Convent of Pleasure

About the Play

Date
1668
First Production

1995, at the University College of Ripon and York St. John, staged by Gweno Williams. This is the first known production of The Convent of Pleasure[1], which was never produced in Cavendish’s lifetime, and has been taught and read, largely, as a closet drama.[2]

 

[1] Kellett, Katherine R. "Performance, Performativity, and Identity in Margaret Cavendish’s The Convent of Pleasure." SEL Studies in English Literature 1500-1900 48, no. 2 (2008): 419-42. doi:10.1353/sel.0.0002., 437

[2] Newcastle, Margaret Cavendish. The Convent of Pleasure and Other Plays. Edited by Anne Shaver. Baltimore: Johns Hopkins University Press, 1999., 10

Cast Breakdown
24 women; 11 men; some additional characters not listed in original dramatis personae
Genre
Comedy,
Length
Five acts
 
Availability
  • The Convent of Pleasure has recently been published by Saltar’s Point Press. It was edited by Sharon L. Jansen. Capitalization, spelling, and punctuation have been modernized in this version. The play is available for sale on Amazon.com.
  • A digitized copy of Plays, Never before Printed is available at the Rare Book and Manuscript Library, University of Illinois at Urbana-Champaign, the link being: http://hdl.handle.net/10111/UIUCRB:5544586

Summary
  • After the death of Lord Fortunate, Lady Happy—being his only heir—inherits her father’s wealth and decides to forsake marriage, invite twenty ladies to her estate, and create a cloistered community called the Convent of Pleasure where the presence of men is banned. The gentlemen intent on wooing Lady Happy lament at the loss of Lord Fortunate’s wealth and a woman who is “extremely handsome, young, rich, and virtuous,”[1] but the only virtue they see in Lady Happy is her wealth. They plot to infiltrate the convent, but achieve little success. Meanwhile, a princess has joined the convent. The princess and Lady Happy quickly fall in love, and the ladies of the convent perform a play about the perils of marriage. At the end of the play-within-a-play, it is revealed that the princess was, all along, a prince, and he and Lady Happy marry.  
 

4 Cavendish, Margaret. The Convent of Pleasure. Edited by Sharon L. Jansen. Saltar's Point Press, 2016., 112


Background

The Convent of Pleasure was published in 1668 in Cavendish’s second folio collection, Plays, Never before Printed. It the last complete play in that collection and is connected thematically to the play that precedes it, The Bridals. Not only do both plays examine the institution of marriage, they also share characters (Lady Amourous, Lady Virtue, Monsieur Take-Pleasure, Monsieur Adviser, and Monsieur Facil). Additionally, The Convent of Pleasure is connected to two plays in the first folio collection, published in 1662—The Bell in Campo and The Female Academy. Both plays tell stories of female protagonists stepping outside of second-class and private citizenship status in a threatening manner, whether that’s leading an army of female heroes or self-education, to patriarchal society.[1]

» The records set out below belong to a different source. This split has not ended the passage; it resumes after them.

Issue #66, opened 2023-05-11
Add a column "out of funds" that we can check


yenicelik:
still to be discussed, but originated here: https://github.com/llamanodes/web3-proxy/pull/44#discussion_r1186571720

WyseNynja:
I think looking at `authorization.checks.current_balance < $threshold` will be simplest

yenicelik:
I added the following enum to authorization checks:
```
#[derive(Clone, Debug, Default)]
pub enum UserTier {
    #[default]
    Free,
    PrivateDemo,
    EffectivelyUnlimited,
    Unlimited,
    PremiumOutOfFunds,
    Premium,
}
```
next to balance. 

I will invalidate the item in the cache from the stats (which will trigger refetching logic for user tiers) whenever the threshold is reached.

yenicelik:
I added the "I think looking at authorization.checks.current_balance < $threshold will be simplest" logic, I will close this issue as it is outdated as of now

PR #84, opened 2023-05-24
Making Balance Changes Atomic (Read and Write)

yenicelik:
#66


web3_proxy/src/frontend/users/payment.rs
```diff
@@ -413,60 +416,51 @@ pub async fn user_balance_post(
...
+            .filter(balance::Column::Id.eq(balance_entry_id))
+            .one(&txn)
+            .await?
+            .context("Could not find the newly inserted balance_entry, something went wrong!")?;
+
+        // Then also make the user premium if the payment is above 10$
+        if new_balance_entry.available_balance >= Decimal::new(10, 0) {
+            let mut active_recipient = recipient.clone().into_active_model();
+            // Make the recipient premium "Effectively Unlimited"
+            active_recipient.user_tier_id = sea_orm::Set(premium_user_tier.id);
```
WyseNynja, line 460: Don't actually change the row database. The row should always be their actual tier. 

Instead, the code that fetches the rate limits should check the balance. If the balance is low, use the out_of_funds_tier_id for the user. 

Changing it in the actual database will cause problems when we have many tiers

WyseNynja (changes requested):
I don't think using txn like this will work correctly. 

1) the txn needs to select rows with "FOR UPDATE" or it doesn't solve any issues with parallel requests
2) the txn needs to be committed at the end or nothing will actually save

yenicelik:
(Don't merge yet), I added `.lock(LockType::Update)` to most select queries. This, plus using transactions, should make transactions atomic. Can you validate this? If this looks alright, I will start to take care of updating the user roles within the cache.

web3_proxy/src/frontend/users/payment.rs
WyseNynja: Again, we still do not need this here. We don't want balance changes changing the column ever. Delete this. 

The way it should work, is that when a user registers, they are given the default premium role. As they won't a balance yet, the code will give them the limits of the out of funds tier that matches this role. As soon as they do have a balance, they code will see that, and they will get the limits of the premium role.

web3_proxy/src/frontend/users/payment.rs
```diff
@@ -413,60 +421,35 @@ pub async fn user_balance_post(
...
+        if user_balance.available_balance.unwrap() >= Decimal::new(10, 0) {
+            let mut active_recipient = recipient.clone().into_active_model();
+            // Make the recipient premium "Effectively Unlimited"
+            active_recipient.user_tier_id = sea_orm::Set(premium_user_tier.id);
+            active_recipient.save(&txn).await?;
+        }
+
         debug!("Setting tx_hash: {:?}", tx_hash);
         let receipt = increase_on_chain_balance_receipt::ActiveModel {
             tx_hash: sea_orm::ActiveValue::Set(hex::encode(tx_hash)),
```
WyseNynja, line 455: hex::encode will not work correctly. It does not include the 0x prefix. 

Use ether's types and their .encode_hex() functions instead. They already do the correct thing.

web3_proxy/src/frontend/users/payment.rs
```diff
@@ -413,60 +421,35 @@ pub async fn user_balance_post(
...
-
-                info!("New user balance model is: {:?}", active_user_balance);
-                active_user_balance.save(&txn).await?;
-                // txn.commit().await?;
-                // user_balance // .try_into_model().unwrap()
-            }
-        };
+        // Gotta add to the balance entry
+        // Should be atomic, because we do a write lock during the transaction
+        let mut active_user_balance = user_balance.clone().into_active_model();
```
WyseNynja, line 438: Why does this need a clone? It's probably safer to use the returned value from the save function.

web3_proxy/src/frontend/users/payment.rs
```diff
@@ -384,10 +385,17 @@ pub async fn user_balance_post(
...
 
+        // Create a new transaction that will be used for joint transaction
+        let txn = db_conn.begin().await?;
+
+        // We must (1) lock the user and (2) lock the balance
+        // Both balance and lock must be present
+        // no need to do OnConflict with this functionality
         // Encoding is inefficient, revisit later
         let recipient = match user::Entity::find()
             .filter(user::Column::Address.eq(&recipient_account.encode()[12..]))
```
WyseNynja, line 396: Which "encode" function is this? Ethers types usually have "encode_hex" which includes the 0x prefix. If we are inconsistent about including the prefix, things will be broken.

web3_proxy/src/stats/mod.rs
```diff
@@ -222,6 +223,9 @@ impl BufferedRpcQueryStats {
             .unwrap_or(Decimal::from(0));
     }
 
+    /// Check a user's balance and possibly downgrade him in the cache
+    async fn downgrade_user(self) {}
```
WyseNynja, line 227: No. Don't do it do it like this. See my other comment

WyseNynja: Also, opening and holding this many locks across multiple users at once seems really likely to me to cause a deadlock.

if I refer you, and we both make queries at the same time on different servers, both of our stats updates will try to lock our users. And your stats update will also try to lock my user. That's a problem. 

I think we need to do the 'Expr' code like I first suggested

WyseNynja (changes requested):

web3_proxy/src/frontend/users/payment.rs
yenicelik: sorry for this! for some reason that's an artefcat that wasnt removed during the last merge ... will remove this once and for all now!

yenicelik: oh wait nevermind, this was a confusion from my side. logic makes sense now (that premium is default basically)

yenicelik: as a small heads up though, rn the code does not make the users premium by default, should that be also added?

web3_proxy/src/frontend/users/payment.rs
yenicelik: the database stores a Vec<u8>, and this is how I try to get to this, let me know if you still think it's wrong. this was working during a test that I ran, but can change it if you prefer another method

web3_proxy/src/frontend/users/payment.rs
yenicelik: I removed this completely and replaced it with an atomic "OnConflict Update" logic instead

web3_proxy/src/stats/mod.rs
yenicelik: I changed the logic to use Expr everywhere except on the referral table (because more complex logic). Let me know if this looks ok now. If the lock should still be removed, I think the only way around would be to do an SQL statement (unless sea-orm syntax allows more complex statements). let me know

WyseNynja (changes requested):

web3_proxy/src/frontend/users/payment.rs
yenicelik: we want to go from Address to Vec<u8> (specifically, [u8; 20], but as a Vec form because types must match). from_slice will not work here. I agree that there should be a cleaner way though

web3_proxy/src/frontend/users/payment.rs
```diff
@@ -159,12 +156,12 @@ pub async fn user_balance_post(
         Ok(OpenRequestResult::Handle(handle)) => {
             debug!(
                 "Params are: {:?}",
-                &vec![format!("0x{}", hex::encode(tx_hash))]
+                &vec![format!("0x{}", tx_hash.encode_hex())]
```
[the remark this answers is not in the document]
yenicelik: good catch! i removed all occurrences, as well as the HexFmt crate

web3_proxy/src/frontend/users/payment.rs
```diff
@@ -410,66 +413,31 @@ pub async fn user_balance_post(
...
+                    .values([(
+                        balance::Column::AvailableBalance,
+                        Expr::col(balance::Column::AvailableBalance).add(amount),
+                    )])
+                    .to_owned(),
+            )
+            .exec(&txn)
             .await?
-            .context("Could not find 'Premium' Tier in user-database")?;
+            .last_insert_id;
```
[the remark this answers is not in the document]
yenicelik: You're right, no need to get the id

web3_proxy/src/frontend/users/payment.rs
```diff
@@ -410,66 +413,31 @@ pub async fn user_balance_post(
...
+            available_balance: sea_orm::Set(amount),
+            used_balance: sea_orm::Set(Decimal::new(0, 0)),
+            user_id: sea_orm::Set(recipient.id),
+        };
 
-        // Get the premium user-tier
-        let premium_user_tier = user_tier::Entity::find()
-            .filter(user_tier::Column::Title.eq("Premium"))
-            .one(&db_conn)
+        // TODO: Do an insert on conflict update ...
```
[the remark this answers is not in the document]
yenicelik: removed

web3_proxy/src/frontend/users/payment.rs
```diff
@@ -410,66 +413,31 @@ pub async fn user_balance_post(
...
-                }
-
-                info!("New user balance model is: {:?}", active_user_balance);
-                active_user_balance.save(&txn).await?;
-                // txn.commit().await?;
-                // user_balance // .try_into_model().unwrap()
-            }
-        };
-        debug!("Setting tx_hash: {:?}", tx_hash);
+        debug!("Setting tx_hash: {:?}", tx_hash.encode_hex());
```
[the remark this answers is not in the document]
yenicelik: done

web3_proxy/src/frontend/users/payment.rs
```diff
@@ -483,7 +451,7 @@ pub async fn user_balance_post(
         let response = (
             StatusCode::CREATED,
             Json(json!({
-                "tx_hash": tx_hash,
+                "tx_hash": tx_hash.encode_hex(),
```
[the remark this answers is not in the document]
yenicelik: removed

web3_proxy/src/stats/mod.rs
```diff
@@ -318,216 +320,177 @@ impl BufferedRpcQueryStats {
...
+            sender_bonus_applied = referral_entity.credits_applied_for_referee;
+
+            // Calculate if we are above the usage threshold, and apply a bonus
+            // Optimally we would read this from the balance, but if we do it like this, we only have to lock a single table (much safer w.r.t. deadlocks)
+            if !referral_entity.credits_applied_for_referee
+                && (referral_entity.credits_applied_for_referrer * (Decimal::from(10))
+                    + self.sum_credits_used)
+                    >= Decimal::from(100)
+            {
+                sender_available_balance_delta += Decimal::from(100);
```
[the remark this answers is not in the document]
yenicelik: This constant should probably be removed. 

A user gets 100$ free credits if they have spent 100$ (premium users only). This is the part that checks this.

web3_proxy/src/stats/mod.rs
```diff
@@ -318,216 +320,177 @@ impl BufferedRpcQueryStats {
...
+                sender_bonus_applied = true;
             }
 
-            // Only downgrade the user in local process memory, not elsewhere
+            // Calculate how much the referrer should get, limited to the last 12 months
+            // Apply 10% of the used balance as a bonus if applicable
+            let now = Utc::now();
+            let valid_until = DateTime::<Utc>::from_utc(referral_entity.referral_start_date, Utc)
+                .checked_add_months(Months::new(12))
+                .unwrap();
```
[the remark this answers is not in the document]
yenicelik: yh compiler doesnt complain

web3_proxy/src/stats/mod.rs
```diff
@@ -318,216 +320,177 @@ impl BufferedRpcQueryStats {
...
-            .await?
-        {
-            Some(x) => x,
-            None => {
-                warn!(
-                    "No referral code was found for this user: {:?}",
-                    sender_user_id
-                );
-                return Ok(());
+            if now <= valid_until {
```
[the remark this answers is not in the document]
yenicelik: so lifetime referrals? 

i agree that this can be circumvened, but i would assume just making it a bit tougher will already have large effect. I don't think everyone will do this (the majority of people wouldnt I suppose)

web3_proxy/src/stats/mod.rs
```diff
@@ -318,216 +320,177 @@ impl BufferedRpcQueryStats {
...
-                );
-                return Ok(());
-            }
+        // ================================= //
+        //  UPDATE REFERRER & USER BALANCE   //
+        // ================================= //
+        let user_balance = balance::ActiveModel {
+            id: sea_orm::NotSet,
+            available_balance: sea_orm::Set(sender_available_balance_delta),
+            used_balance: sea_orm::Set(sender_used_balance_delta),
```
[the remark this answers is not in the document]
yenicelik: Can we make this in a separate PR, otherwise it will make this PR super convoluted. i'll open an issue as well

web3_proxy/src/stats/mod.rs
```diff
@@ -318,216 +320,177 @@ impl BufferedRpcQueryStats {
...
+                .await?
+                .last_insert_id;
         }
 
-        active_sender_balance.save(db_conn).await?;
-        active_referee.save(db_conn).await?;
+        // ================================ //
+        // TODO: REFRESH USER ROLE IN CACHE //
+        // ================================ //
+        txn.commit().await?;
```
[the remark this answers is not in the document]
yenicelik: done

web3_proxy/src/stats/mod.rs
```diff
@@ -318,216 +320,177 @@ impl BufferedRpcQueryStats {
...
+                )
+                .exec(&txn)
+                .await?
+                .last_insert_id;
         }
 
-        active_sender_balance.save(db_conn).await?;
-        active_referee.save(db_conn).await?;
+        // ================================ //
+        // TODO: REFRESH USER ROLE IN CACHE //
```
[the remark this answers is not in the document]
yenicelik: This is in https://github.com/llamanodes/web3-proxy/pull/89 , I will not modify this logic here

yenicelik:
Is devel ready to be merged in? (I did it on the other PR, it looked like it's not exactly ready). Let me know if it is and I will resolve conflicts

yenicelik:
@WyseNynja can we merge this one? It would be good to merge this before #66

WyseNynja (approved):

Cavendish’s decision to publish, rather than “perish” in a sense, comes from a variety of reasons, her main concern being that her plays were too long to be staged. However, Cavendish also knew that publishing would effectively ruin her plays’ chances of being produced on stage, “since a society that values novelty will not go to see a play it has already read.”[2] Her plays were also ridiculed for being to “coarse,” “silly,” and “immodest”[3] and for blending, or outright ignoring, neoclassical strictures in drama such as time, place, and decorum.[4]

The first production of The Convent of Pleasure was staged by Gweno Williams in 1995 at the University College of Ripon and York St. John as a reassessment of the play as a performance text.[5]

 

[1] Cavendish, Margaret. The Convent of Pleasure. Edited by Sharon L. Jansen. Saltar's Point Press, 2016., 70

[2] Newcastle, Margaret Cavendish. The Convent of Pleasure and Other Plays. Edited by Anne Shaver. Baltimore: Johns Hopkins University Press, 1999., 9

[3] Ibid., 8

[4] Ibid., 10

[5] Kellett, Katherine R. "Performance, Performativity, and Identity in Margaret Cavendish’s The Convent of Pleasure." SEL Studies in English Literature 1500-1900 48, no. 2 (2008): 419-42. doi:10.1353/sel.0.0002., 434

About the Playwright

Margaret Cavendish
Margaret Cavendish
Margaret Lucas Cavendish, Duchess of Newcastle (1623-1673) With more than twenty published works to her name, Margaret Cavendish, Duchess of Newcastle, is considered to be one of the most prolific female playwrights in Restoration England. Her publications range from poetry to essays about philosophy and science to novels. Cavendish’s most popular publications are her biography of her husband The Life of William Cavendish (1667) and The Blazing World (1668), which is often credited as one of th…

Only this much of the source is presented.